WHAT YOU SHOULD DO
Every line of the data is to be transcribed as it stands.

TASK INPUT
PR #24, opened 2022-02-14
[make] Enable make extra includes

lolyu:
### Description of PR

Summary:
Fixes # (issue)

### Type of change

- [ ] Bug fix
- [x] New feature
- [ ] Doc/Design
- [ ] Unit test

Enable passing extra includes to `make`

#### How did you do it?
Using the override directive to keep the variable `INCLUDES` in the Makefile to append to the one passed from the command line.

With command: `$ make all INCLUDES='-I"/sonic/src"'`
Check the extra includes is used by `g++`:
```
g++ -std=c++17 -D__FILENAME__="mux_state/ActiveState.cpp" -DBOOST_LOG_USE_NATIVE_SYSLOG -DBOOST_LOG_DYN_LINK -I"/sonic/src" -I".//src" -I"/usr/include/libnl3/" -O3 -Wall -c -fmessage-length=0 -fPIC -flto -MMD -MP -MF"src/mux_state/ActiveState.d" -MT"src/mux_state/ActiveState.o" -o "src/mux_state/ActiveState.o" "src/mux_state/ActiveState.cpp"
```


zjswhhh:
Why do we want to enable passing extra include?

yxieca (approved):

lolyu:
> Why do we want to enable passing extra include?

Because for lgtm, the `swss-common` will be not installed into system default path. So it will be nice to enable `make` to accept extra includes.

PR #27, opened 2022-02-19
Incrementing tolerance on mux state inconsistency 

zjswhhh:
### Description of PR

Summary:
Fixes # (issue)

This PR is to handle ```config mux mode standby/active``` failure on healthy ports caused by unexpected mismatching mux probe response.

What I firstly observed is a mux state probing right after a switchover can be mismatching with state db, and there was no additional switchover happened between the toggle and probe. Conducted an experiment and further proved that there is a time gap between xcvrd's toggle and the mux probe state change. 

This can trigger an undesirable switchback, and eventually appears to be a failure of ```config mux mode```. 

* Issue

WRITTEN RESPONSE
PR #24, opened 2022-02-14
[make] Enable make extra includes

lolyu:
### Description of PR

Summary:
Fixes # (issue)

### Type of change

- [ ] Bug fix
- [x] New feature
- [ ] Doc/Design
- [ ] Unit test

Enable passing extra includes to `make`

#### How did you do it?
Using the override directive to keep the variable `INCLUDES` in the Makefile to append to the one passed from the command line.

With command: `$ make all INCLUDES='-I"/sonic/src"'`
Check the extra includes is used by `g++`:
```
g++ -std=c++17 -D__FILENAME__="mux_state/ActiveState.cpp" -DBOOST_LOG_USE_NATIVE_SYSLOG -DBOOST_LOG_DYN_LINK -I"/sonic/src" -I".//src" -I"/usr/include/libnl3/" -O3 -Wall -c -fmessage-length=0 -fPIC -flto -MMD -MP -MF"src/mux_state/ActiveState.d" -MT"src/mux_state/ActiveState.o" -o "src/mux_state/ActiveState.o" "src/mux_state/ActiveState.cpp"
```


zjswhhh:
Why do we want to enable passing extra include?

yxieca (approved):

lolyu:
> Why do we want to enable passing extra include?

Because for lgtm, the `swss-common` will be not installed into system default path. So it will be nice to enable `make` to accept extra includes.

PR #27, opened 2022-02-19
Incrementing tolerance on mux state inconsistency 

zjswhhh:
### Description of PR

Summary:
Fixes # (issue)

This PR is to handle ```config mux mode standby/active``` failure on healthy ports caused by unexpected mismatching mux probe response.

What I firstly observed is a mux state probing right after a switchover can be mismatching with state db, and there was no additional switchover happened between the toggle and probe. Conducted an experiment and further proved that there is a time gap between xcvrd's toggle and the mux probe state change. 

This can trigger an undesirable switchback, and eventually appears to be a failure of ```config mux mode```. 

* Issue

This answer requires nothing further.